## [AIM OF THE TASK]
In the entries that follow, the line with "fix: use typed" opens the range and the line with "internal/types/argocd/argocd_type.go" closes it; repeat that range exactly, both lines included.

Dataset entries
____________________

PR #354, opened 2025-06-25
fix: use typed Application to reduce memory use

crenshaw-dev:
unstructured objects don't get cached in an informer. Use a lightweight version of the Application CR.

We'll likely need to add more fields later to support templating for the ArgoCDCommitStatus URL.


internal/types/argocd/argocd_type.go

____________________

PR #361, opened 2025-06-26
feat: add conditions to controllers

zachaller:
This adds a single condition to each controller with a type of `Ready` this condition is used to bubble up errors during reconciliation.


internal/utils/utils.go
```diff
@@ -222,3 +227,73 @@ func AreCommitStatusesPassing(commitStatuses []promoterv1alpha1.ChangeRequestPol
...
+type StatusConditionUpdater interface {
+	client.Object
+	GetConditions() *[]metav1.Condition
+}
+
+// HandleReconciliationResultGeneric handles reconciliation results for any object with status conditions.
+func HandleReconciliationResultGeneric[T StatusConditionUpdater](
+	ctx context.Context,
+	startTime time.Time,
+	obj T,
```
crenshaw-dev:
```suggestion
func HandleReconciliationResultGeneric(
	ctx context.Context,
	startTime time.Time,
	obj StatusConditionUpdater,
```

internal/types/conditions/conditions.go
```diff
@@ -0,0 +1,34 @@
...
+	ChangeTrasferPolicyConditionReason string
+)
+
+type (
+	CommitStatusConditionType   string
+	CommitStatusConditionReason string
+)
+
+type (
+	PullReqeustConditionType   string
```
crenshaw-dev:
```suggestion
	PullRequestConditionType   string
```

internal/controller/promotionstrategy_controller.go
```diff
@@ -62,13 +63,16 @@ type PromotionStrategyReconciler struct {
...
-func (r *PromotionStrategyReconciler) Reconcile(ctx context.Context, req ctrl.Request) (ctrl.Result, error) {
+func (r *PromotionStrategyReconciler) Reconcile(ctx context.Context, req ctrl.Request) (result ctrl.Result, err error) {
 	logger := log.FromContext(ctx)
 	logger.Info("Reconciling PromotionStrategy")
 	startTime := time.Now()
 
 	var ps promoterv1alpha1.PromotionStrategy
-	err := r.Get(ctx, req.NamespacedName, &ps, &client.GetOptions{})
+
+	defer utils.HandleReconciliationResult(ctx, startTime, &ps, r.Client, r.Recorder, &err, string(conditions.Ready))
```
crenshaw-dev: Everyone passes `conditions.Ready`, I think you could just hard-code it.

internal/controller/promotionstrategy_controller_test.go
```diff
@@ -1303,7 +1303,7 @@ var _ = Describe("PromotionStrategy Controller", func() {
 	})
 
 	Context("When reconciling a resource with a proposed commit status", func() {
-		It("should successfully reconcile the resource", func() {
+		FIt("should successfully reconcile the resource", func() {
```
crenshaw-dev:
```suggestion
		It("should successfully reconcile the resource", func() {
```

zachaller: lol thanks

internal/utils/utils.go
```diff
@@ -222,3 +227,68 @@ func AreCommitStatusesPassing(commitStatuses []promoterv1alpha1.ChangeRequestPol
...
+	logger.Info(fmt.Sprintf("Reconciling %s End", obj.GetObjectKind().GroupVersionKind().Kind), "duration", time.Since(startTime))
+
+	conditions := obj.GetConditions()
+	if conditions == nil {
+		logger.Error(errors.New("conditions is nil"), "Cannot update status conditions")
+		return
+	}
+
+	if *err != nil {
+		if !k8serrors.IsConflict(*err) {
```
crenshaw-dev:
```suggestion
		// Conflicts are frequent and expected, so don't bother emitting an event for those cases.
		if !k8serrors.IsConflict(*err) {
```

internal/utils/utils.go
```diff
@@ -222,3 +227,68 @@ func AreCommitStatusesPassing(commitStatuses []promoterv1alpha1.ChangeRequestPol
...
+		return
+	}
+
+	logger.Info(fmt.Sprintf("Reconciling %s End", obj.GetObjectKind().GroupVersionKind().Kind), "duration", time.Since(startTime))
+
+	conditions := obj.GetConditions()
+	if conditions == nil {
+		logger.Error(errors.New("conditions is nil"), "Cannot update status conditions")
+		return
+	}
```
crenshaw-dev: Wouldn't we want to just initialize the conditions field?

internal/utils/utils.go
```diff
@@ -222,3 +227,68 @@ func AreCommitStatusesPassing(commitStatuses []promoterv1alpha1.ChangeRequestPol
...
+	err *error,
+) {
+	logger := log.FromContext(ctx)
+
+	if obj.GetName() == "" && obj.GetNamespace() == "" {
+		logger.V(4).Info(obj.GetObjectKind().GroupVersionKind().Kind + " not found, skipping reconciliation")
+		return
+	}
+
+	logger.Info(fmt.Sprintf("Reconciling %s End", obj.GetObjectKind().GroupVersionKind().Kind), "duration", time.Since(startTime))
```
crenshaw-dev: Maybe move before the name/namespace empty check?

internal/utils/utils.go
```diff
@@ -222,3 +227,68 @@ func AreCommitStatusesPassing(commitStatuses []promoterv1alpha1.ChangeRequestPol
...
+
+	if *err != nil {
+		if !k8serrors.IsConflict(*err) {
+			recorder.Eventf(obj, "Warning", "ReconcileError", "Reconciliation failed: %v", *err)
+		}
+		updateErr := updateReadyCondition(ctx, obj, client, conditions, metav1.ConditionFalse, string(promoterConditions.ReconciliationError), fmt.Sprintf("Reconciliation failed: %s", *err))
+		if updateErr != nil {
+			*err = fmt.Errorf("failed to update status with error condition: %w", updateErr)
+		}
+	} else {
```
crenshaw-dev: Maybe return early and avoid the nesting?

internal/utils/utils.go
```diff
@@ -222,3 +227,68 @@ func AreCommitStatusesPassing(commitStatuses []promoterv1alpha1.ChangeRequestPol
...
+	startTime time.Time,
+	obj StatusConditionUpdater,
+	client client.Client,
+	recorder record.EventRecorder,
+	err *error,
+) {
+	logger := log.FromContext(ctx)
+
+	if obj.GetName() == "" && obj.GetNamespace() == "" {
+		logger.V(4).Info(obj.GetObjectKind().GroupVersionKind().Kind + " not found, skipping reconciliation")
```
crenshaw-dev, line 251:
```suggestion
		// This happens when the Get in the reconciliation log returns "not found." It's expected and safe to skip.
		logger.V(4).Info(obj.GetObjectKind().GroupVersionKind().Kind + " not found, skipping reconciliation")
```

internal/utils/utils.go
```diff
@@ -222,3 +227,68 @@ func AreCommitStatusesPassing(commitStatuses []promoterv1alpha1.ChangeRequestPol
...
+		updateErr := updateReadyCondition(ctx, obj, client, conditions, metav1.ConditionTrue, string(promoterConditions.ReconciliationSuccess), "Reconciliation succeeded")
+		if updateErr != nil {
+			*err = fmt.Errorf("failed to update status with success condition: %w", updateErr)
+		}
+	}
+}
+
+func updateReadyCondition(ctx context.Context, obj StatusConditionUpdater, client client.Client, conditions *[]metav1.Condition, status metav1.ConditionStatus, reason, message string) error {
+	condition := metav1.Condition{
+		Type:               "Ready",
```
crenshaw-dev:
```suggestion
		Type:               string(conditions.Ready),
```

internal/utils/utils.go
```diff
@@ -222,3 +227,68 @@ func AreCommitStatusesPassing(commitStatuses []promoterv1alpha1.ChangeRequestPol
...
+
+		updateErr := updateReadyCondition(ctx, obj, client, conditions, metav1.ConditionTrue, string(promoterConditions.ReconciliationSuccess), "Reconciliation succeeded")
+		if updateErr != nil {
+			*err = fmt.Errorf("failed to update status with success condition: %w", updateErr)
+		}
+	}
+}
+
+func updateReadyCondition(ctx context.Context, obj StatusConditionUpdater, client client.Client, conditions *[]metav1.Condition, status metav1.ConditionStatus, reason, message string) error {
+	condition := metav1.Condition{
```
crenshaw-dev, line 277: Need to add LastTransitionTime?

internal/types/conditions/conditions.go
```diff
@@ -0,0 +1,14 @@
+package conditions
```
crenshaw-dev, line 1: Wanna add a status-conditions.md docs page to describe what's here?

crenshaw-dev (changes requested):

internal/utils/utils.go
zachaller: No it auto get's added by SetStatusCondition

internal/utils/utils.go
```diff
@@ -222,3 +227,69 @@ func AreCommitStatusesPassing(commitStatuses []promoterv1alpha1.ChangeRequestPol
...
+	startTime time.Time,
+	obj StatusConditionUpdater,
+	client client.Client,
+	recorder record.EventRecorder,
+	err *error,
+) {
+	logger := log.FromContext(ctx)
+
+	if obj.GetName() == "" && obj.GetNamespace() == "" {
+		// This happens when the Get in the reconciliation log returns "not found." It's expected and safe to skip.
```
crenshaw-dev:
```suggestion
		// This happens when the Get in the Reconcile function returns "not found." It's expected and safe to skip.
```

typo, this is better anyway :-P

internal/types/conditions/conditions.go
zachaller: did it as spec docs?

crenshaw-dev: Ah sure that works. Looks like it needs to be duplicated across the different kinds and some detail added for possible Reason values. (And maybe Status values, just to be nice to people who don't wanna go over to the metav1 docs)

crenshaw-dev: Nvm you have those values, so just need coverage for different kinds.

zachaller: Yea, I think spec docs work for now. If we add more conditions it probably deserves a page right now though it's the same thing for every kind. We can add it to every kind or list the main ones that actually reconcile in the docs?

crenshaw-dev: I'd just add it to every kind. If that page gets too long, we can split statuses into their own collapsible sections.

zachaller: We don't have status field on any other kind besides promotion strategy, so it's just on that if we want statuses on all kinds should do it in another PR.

____________________

## [TASK ANSWER]
fix: use typed Application to reduce memory use

crenshaw-dev:
unstructured objects don't get cached in an informer. Use a lightweight version of the Application CR.

We'll likely need to add more fields later to support templating for the ArgoCDCommitStatus URL.


internal/types/argocd/argocd_type.go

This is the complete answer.